ヤクシマオナガカエデ Acer morifolium ムクロジ科 カエデ属

ヤクシマオナガカエデ
ヤクシマオナガカエデ
ヤクシマオナガカエデの幹岩の表面に発達するヤクシマオナガカエデの根系

 屋久島の林道を歩いていると、道路沿いの岩場にまるでアコウのような根を張っている樹木が生育していた。葉が高いところにしか付いていないので分かりにくかったが、葉が対生しており、落葉樹のようであった。いくつかの個体を観察できたが、どれも崖に張り付いたアコウのような根を見せており、常緑樹の低木の上に葉を展開しているので、下枝がなくて葉を手に取ることができなかった。

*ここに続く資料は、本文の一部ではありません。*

Issue #377, opened 2016-10-21
Are You Sure You Want To Quit MegaMek?


BLOODWOLF333:
May we please have a "are you sure you want to quit MM" pop up......i just accidently closed my MM game because I thought I was in the MS paint window which I pasted a screenshot into (honest mistake).  HQ does it and is more forgiving for the players.

Qwertronix:
I would also add the option to save the current game/MUL to the prompt. Basically the usual "Would you like to save <blah> before quitting MegaMek? Yes/No/Cancel".

MGM175:
Definitely the second option would be better.

PR #1777, opened 2020-03-19
Add save game prompt when closing MM via Window "X"

SJuliez:
Resolves issue #377 

Pressing Cancel will stop MM from exiting:
image

Pressing Cancel here or not choosing a file somehow will also stop MM from exiting:
image

### DIFF
--- a/megamek/src/megamek/client/ui/swing/ClientGUI.java
+++ b/megamek/src/megamek/client/ui/swing/ClientGUI.java
@@ -65,6 +65,7 @@ import javax.swing.JPanel;
 import javax.swing.JScrollPane;
 import javax.swing.JTextPane;
 import javax.swing.ScrollPaneConstants;
+import javax.swing.WindowConstants;
 import javax.swing.filechooser.FileFilter;
 import javax.swing.filechooser.FileNameExtensionFilter;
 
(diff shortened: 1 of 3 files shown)


megamek/src/megamek/client/ui/swing/ClientGUI.java
```diff
@@ -460,12 +461,29 @@ public void initialize() {
...
+        frame.setDefaultCloseOperation(WindowConstants.DO_NOTHING_ON_CLOSE);
         frame.addWindowListener(new WindowAdapter() {
             @Override
             public void windowClosing(WindowEvent e) {
-                frame.setVisible(false);
-                saveSettings();
-                die();
+                ignoreHotKeys = true;
+                int savePrompt = JOptionPane.showConfirmDialog(null,
+                        "Do you want to save the game before quitting MekHQ?",
```
NickAragua: Maybe "before quitting MegaMek"?

megamek/src/megamek/client/ui/swing/ClientGUI.java
```diff
@@ -1641,6 +1641,30 @@ public void deleteAllUnits(Client c) {
         }
         c.sendDeleteEntities(ids);
     }
+    
+    private boolean saveGame() {
```
NickAragua: I'm surprised we don't already have a save game dialog.

SJuliez: Couldn't find a class for it. The menu bar command also routes to ClientGUI. I just moved it to its own method because I needed it twice.

megamek/src/megamek/client/ui/swing/ClientGUI.java
SJuliez: Ah, now everyone knows I just copied it from MekHQ... ok changed it and changed the icon to a warning icon.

 ヤクシマオナガカエデは屋久島に自生する特産種で、葉の形と大きさはウリハダカエデによく似ている。葉の形は卵形から5裂するものまであり、勢い良く伸びる枝先では卵形の不分裂の葉となり、花の咲くような落ち着いた枝では5浅裂する葉が出る。

 屋久島のような常緑広葉樹林に生育する落葉広葉樹には、それなりの特技と特徴が必要であろう。うっそうと葉を茂らせている常緑広葉樹林に落葉広葉樹が進入して生長するためには、台風などで形成される裸地のようなギャップの形成が必要である。今回の観察例では、林道によって形成された岩盤の斜面であり、競合する樹木の少ない環境で風散布で進入し、岩の表面に根を発達させ、水分と光を確保しているものと考えた。

 屋久島はコナラなどのブナ科の樹木が分布しない特異な植生が発達しているが、その原因の一つにはヤクシカの存在があろう。広島の宮島もニホンジカが生息しているが、希にシイが生育するもののコナラやアベマキなどは生育していない。シカによって食べられてしまうためと思われる。宮島で意外なのは、秋になるとウリハダカエデが目立つことであり、シカには不嗜好植物なのであろう。屋久島のヤクシマオナガカエデと宮島のウリハダカエデの立場が類似しており、面白い。